**INFORMATION SHOWN**
——

PR #208, opened 2026-09-03
feat(agents): transformer frame-history encoder for POMDP tasks (#169), Option 2 — sequence rescan

### LINKED ISSUE #169: Transformer-based encoder for POMDP tasks encoding a history of frames

epignatelli:

Closes #169 (one of two alternative implementations — see #207 for Option 1).

## What this does

Same **carry-based encoder contract** and `TransformerEncoder` as #207 (shared
commits) — see that PR for the framework description. The difference is entirely
in how `PPO`'s loss obtains the encoder carry.

## Option 2: sequence rescan

Instead of caching a per-step carry in `Buffer`, `PPO` keeps only the
rollout-initial carry (`TrainingState.rollout_carry`) and **rescans the encoder
over each whole rollout sequence** in the loss (`forward_sequence`, a
`jax.lax.scan` over `num_steps`). Gradients flow through the recurrence (full
BPTT), so this generalises to a future *learned*-recurrent encoder (GRU/SSM),
not just `TransformerEncoder`'s param-independent frame window.

For `TransformerEncoder` specifically this produces the **same update** as #207
(verified: a single full-batch gradient step agrees to ~7 significant figures —
the residual is float non-associativity between a vmapped `T·N` reduction and a
`scan`-over-`T` reduction).

| | Option 1 (#207) | Option 2 (this PR) |
|---|---|---|
| `ppo.py` diff | +98 / −52 | +208 / −80 |
| minibatching | unchanged (shuffled `T·N`) | over env axis; `num_minibatches` must divide `num_envs` |
| MDP path vs `main` | byte-identical | **changed** (see below) |
| per-update wall time (CPU, ctx=4) | ~142 ms | ~538 ms (3.8×) |
| rollout-buffer memory | `c×` (stores the window) | 1× (single frames) + BPTT activations |
| supports a future learned-recurrent encoder | no | yes (full BPTT) |

## Behavior change (flagged per AGENTS.md)

- **`num_minibatches` semantics.** Minibatches are now groups of whole rollout
  sequences over the **env** axis, so `num_minibatches` must divide `num_envs`
  (was `num_steps * num_envs`). PPO's own defaults (16 envs, 8 minibatches)
  still divide; a config with `num_minibatches > num_envs` (e.g. PQN-style 32)
  needs changing.
- **MDP (stateless-encoder) PPO is no longer numerically identical to `main`**
  for a fixed seed — the minibatch structure differs (fewer, larger,
  temporally-contiguous minibatches). Per-sample loss math is unchanged;
  optimisation dynamics shift. No `BREAKING CHANGE:` footer because no public
  signature/format changes — but a fixed-seed benchmark curve will move.

## Tests / examples

Same as #207, adapted: `tests/test_ppo.py` checks `forward_sequence` rescans a
real rolling window and that `rollout_carry` tracks the per-env window;
`examples/ppo_pomdp.py` runs clean.

### DIFF
--- a/examples/ppo_pomdp.py
+++ b/examples/ppo_pomdp.py
@@ -1,0 +1,76 @@
+"""Same `PPO` as `examples/ppo.py`, on a first-person (`pomdp`)
+observation - the only change is the encoder. A single first-person frame
+is not a Markovian observation (issue #169); `TransformerEncoder` gives
+the policy a short window of history instead, and it manages that window
+itself (as its carry), so the agent, the environment, and the observation
+function are all identical to the fully-observable case.
+"""
+
+from dataclasses import dataclass, field
+import tyro
+import numpy as np
+import jax.numpy as jnp
+import navix as nx
+from navix import observations
+from navix.agents import PPO, PPOHparams, ActorCritic, MLPEncoder, TransformerEncoder
+from navix.environments.environment import Environment
+
+
+@dataclass
+class Args:
+    project_name = "navix-examples"
+    seeds_offset: int = 0
+    n_seeds: int = 1
+    env_id: str = "Navix-DoorKey-Random-6x6-v0"
+    discount: float = 0.99
+    context: int = 4
+    """Number of frames the encoder attends over."""
+    ppo_config: PPOHparams = field(default_factory=lambda: PPOHparams(budget=5_000))
+    """Small budget - a quick usage demo, not a convergence benchmark."""
+
+
+if __name__ == "__main__":
+    args = tyro.cli(Args)
+
+    def FlattenObsWrapper(env: Environment):
+        # per-frame flatten: the encoder attends over a window of these.
+        flatten_obs_fn = lambda x: jnp.ravel(env.observation_fn(x))
+        flatten_obs_shape = (int(np.prod(env.observation_space.shape)),)
+        return env.replace(
+            observation_fn=flatten_obs_fn,
+            observation_space=env.observation_space.replace(shape=flatten_obs_shape),
+        )
+
+    env = nx.make(
+        args.env_id,
+        observation_fn=observations.symbolic_first_person,
+        gamma=args.discount,
+    )
+    env = FlattenObsWrapper(env)
+
+    def encoder() -> TransformerEncoder:
+        return TransformerEncoder(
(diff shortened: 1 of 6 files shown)


epignatelli:
Closing in favour of #207 (Option 1 — stored carry), which was chosen: for a frame-window (parameter-independent) carry the two produce the same gradient, and Option 1 is the smaller change (MDP path byte-identical, minibatching untouched). This sequence-rescan branch stays as a reference for if a future *learned* recurrent encoder (GRU/SSM) needs full BPTT.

——

**WHAT THE TASK ASKS**
Respond with a number only, the count of lines in the entries where the string "that" occurs.

**THE ANSWER**
3